**** DATASET RECORDS ****

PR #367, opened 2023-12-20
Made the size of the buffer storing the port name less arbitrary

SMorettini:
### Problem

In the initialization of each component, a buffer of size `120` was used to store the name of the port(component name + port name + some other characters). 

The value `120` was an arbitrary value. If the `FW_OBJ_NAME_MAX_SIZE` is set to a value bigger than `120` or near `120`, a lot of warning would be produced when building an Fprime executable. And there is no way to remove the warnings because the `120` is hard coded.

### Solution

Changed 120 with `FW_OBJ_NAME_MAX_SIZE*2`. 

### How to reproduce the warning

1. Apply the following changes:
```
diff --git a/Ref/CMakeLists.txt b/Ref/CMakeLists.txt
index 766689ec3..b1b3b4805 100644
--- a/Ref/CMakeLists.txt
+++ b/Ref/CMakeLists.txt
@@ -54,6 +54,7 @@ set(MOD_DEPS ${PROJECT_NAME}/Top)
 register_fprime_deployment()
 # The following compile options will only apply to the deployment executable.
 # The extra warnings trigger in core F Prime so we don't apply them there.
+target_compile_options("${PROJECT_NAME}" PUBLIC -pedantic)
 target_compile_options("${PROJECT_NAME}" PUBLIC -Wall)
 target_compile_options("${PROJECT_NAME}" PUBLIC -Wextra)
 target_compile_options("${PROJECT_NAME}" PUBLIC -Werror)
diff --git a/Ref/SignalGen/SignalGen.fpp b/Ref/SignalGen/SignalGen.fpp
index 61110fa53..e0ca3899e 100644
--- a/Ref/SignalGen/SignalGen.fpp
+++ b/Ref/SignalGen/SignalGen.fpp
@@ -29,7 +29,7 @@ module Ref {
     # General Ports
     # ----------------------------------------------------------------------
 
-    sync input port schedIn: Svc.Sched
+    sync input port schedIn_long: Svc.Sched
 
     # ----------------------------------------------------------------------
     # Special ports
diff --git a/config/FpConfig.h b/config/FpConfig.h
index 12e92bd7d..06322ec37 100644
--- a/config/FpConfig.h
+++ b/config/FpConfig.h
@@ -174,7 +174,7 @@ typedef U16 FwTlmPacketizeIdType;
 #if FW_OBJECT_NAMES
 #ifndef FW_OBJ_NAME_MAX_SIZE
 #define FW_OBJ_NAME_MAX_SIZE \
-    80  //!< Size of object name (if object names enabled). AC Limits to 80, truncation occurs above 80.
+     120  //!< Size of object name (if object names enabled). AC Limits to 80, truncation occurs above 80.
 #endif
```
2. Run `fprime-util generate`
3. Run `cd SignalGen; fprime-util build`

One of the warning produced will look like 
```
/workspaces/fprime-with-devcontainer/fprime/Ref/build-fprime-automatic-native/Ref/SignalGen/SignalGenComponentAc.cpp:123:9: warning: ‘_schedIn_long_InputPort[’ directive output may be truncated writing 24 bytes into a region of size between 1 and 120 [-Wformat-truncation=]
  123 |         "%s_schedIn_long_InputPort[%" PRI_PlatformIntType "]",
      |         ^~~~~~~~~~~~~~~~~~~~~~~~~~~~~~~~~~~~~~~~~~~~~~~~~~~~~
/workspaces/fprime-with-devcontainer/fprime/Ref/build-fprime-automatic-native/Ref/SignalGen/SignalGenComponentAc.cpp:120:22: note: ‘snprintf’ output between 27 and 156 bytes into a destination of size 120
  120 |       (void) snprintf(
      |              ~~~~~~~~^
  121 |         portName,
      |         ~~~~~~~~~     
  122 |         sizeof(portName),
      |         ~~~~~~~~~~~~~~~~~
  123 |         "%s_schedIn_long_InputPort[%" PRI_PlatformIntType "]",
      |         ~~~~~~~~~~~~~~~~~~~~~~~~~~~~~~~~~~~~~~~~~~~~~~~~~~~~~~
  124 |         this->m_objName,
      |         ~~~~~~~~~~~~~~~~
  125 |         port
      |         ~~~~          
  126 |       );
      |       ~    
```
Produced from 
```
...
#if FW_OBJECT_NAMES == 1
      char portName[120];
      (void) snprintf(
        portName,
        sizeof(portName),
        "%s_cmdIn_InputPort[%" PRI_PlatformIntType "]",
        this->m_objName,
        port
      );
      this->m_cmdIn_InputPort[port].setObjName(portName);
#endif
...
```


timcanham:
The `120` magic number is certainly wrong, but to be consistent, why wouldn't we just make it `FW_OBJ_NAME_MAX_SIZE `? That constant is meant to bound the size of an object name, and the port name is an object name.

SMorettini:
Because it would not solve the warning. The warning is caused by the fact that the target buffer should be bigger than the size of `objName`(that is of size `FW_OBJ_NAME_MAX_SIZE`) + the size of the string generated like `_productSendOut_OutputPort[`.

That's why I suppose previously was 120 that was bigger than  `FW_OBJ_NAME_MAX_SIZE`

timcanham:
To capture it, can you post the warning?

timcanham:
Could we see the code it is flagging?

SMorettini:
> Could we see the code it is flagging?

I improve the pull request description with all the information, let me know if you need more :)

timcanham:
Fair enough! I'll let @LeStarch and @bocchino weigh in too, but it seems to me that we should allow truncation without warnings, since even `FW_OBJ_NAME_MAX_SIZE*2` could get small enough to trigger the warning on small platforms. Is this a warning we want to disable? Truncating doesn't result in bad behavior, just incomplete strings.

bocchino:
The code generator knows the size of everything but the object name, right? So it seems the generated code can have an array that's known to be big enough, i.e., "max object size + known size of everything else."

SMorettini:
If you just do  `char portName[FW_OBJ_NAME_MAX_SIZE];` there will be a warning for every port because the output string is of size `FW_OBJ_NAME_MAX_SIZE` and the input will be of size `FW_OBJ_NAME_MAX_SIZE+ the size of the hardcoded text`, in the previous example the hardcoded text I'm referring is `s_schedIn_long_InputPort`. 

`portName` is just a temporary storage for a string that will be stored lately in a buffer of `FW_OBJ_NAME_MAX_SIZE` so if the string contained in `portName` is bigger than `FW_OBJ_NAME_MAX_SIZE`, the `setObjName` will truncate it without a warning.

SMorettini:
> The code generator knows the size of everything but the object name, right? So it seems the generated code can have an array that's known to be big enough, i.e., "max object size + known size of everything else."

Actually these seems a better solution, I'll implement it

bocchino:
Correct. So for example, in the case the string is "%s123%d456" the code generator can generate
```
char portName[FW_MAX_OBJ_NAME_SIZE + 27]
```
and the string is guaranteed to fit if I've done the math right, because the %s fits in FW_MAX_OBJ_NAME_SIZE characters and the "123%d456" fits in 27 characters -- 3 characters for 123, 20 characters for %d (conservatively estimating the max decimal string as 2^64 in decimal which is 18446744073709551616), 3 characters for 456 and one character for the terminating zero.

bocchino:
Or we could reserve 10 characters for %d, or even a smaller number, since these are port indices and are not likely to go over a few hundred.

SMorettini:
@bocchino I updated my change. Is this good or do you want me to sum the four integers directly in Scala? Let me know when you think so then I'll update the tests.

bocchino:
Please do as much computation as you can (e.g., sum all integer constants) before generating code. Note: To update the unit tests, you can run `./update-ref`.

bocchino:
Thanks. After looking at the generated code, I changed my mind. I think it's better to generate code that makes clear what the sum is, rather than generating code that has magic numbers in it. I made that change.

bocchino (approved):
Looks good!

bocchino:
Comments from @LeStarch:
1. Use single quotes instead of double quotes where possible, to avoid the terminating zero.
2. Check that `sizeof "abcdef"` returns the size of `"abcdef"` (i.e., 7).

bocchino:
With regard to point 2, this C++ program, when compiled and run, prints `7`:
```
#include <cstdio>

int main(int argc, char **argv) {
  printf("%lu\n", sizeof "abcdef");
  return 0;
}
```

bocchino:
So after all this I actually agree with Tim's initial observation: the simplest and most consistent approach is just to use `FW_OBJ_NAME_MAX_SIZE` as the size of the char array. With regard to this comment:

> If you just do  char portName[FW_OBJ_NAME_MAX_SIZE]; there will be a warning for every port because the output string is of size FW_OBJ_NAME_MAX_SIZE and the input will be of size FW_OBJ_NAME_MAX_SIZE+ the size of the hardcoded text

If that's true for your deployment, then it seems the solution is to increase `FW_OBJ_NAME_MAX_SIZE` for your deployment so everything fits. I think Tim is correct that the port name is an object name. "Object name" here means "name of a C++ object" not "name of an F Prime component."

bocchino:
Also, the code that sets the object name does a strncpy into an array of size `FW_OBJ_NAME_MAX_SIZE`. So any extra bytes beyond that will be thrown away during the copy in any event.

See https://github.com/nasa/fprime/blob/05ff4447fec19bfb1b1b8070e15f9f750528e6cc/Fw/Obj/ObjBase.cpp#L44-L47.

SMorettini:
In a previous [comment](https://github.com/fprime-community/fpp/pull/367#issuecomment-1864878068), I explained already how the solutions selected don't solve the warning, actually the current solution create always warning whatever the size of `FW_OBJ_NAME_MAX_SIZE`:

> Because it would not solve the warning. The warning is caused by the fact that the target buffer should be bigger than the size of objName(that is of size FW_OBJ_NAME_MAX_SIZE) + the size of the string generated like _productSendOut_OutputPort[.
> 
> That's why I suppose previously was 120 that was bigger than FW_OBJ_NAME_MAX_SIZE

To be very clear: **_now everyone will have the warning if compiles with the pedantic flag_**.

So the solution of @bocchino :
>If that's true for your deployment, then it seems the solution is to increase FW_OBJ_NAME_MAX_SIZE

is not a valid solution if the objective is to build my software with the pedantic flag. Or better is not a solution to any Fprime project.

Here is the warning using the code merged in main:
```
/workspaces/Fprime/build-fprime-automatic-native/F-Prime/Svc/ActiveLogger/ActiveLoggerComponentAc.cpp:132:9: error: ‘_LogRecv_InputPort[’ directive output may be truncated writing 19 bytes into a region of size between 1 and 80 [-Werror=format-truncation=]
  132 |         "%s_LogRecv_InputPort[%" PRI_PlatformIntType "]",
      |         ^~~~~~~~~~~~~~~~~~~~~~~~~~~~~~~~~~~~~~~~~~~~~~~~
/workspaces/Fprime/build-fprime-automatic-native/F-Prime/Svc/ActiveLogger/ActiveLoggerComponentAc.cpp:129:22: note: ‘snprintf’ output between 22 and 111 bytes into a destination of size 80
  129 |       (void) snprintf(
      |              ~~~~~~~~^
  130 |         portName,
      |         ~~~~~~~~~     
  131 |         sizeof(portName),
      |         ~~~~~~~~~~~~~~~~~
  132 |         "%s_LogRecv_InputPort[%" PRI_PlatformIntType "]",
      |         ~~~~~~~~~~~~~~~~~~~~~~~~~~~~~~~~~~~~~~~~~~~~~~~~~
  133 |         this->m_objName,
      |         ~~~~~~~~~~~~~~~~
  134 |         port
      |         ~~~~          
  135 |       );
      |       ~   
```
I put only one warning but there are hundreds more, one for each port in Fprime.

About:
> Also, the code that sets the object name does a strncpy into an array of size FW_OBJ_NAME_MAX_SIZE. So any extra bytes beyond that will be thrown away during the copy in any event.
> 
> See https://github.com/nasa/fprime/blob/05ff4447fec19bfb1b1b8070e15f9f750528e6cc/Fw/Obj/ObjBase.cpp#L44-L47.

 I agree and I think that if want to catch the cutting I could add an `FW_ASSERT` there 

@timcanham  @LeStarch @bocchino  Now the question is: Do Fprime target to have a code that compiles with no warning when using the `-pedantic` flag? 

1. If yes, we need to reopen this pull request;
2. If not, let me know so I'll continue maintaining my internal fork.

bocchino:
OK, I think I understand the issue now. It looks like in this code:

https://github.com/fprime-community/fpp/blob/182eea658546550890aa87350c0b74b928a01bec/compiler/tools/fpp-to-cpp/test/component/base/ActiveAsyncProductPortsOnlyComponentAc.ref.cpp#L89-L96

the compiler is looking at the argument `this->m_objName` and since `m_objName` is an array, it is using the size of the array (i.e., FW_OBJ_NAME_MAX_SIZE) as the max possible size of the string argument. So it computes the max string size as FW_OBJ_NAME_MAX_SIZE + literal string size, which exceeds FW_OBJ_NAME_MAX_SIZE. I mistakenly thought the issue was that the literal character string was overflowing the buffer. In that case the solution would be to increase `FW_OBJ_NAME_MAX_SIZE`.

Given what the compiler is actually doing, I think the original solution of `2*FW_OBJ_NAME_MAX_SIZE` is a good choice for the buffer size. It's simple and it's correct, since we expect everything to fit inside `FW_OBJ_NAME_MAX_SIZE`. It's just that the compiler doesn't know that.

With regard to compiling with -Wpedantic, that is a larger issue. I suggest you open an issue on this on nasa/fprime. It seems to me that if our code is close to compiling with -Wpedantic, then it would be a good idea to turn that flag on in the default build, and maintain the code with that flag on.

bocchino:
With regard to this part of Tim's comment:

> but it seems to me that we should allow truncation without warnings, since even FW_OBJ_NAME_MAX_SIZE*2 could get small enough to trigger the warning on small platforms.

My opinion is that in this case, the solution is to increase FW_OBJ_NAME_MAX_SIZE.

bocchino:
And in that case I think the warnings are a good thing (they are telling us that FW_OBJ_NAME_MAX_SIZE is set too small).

****

YOUR GOAL = Each line of the data that holds the word "will" should be copied.

RESULT FOR THIS EXERCISE =
 # The following compile options will only apply to the deployment executable.
One of the warning produced will look like 
If you just do  `char portName[FW_OBJ_NAME_MAX_SIZE];` there will be a warning for every port because the output string is of size `FW_OBJ_NAME_MAX_SIZE` and the input will be of size `FW_OBJ_NAME_MAX_SIZE+ the size of the hardcoded text`, in the previous example the hardcoded text I'm referring is `s_schedIn_long_InputPort`. 
`portName` is just a temporary storage for a string that will be stored lately in a buffer of `FW_OBJ_NAME_MAX_SIZE` so if the string contained in `portName` is bigger than `FW_OBJ_NAME_MAX_SIZE`, the `setObjName` will truncate it without a warning.
> If you just do  char portName[FW_OBJ_NAME_MAX_SIZE]; there will be a warning for every port because the output string is of size FW_OBJ_NAME_MAX_SIZE and the input will be of size FW_OBJ_NAME_MAX_SIZE+ the size of the hardcoded text
Also, the code that sets the object name does a strncpy into an array of size `FW_OBJ_NAME_MAX_SIZE`. So any extra bytes beyond that will be thrown away during the copy in any event.
To be very clear: **_now everyone will have the warning if compiles with the pedantic flag_**.
> Also, the code that sets the object name does a strncpy into an array of size FW_OBJ_NAME_MAX_SIZE. So any extra bytes beyond that will be thrown away during the copy in any event.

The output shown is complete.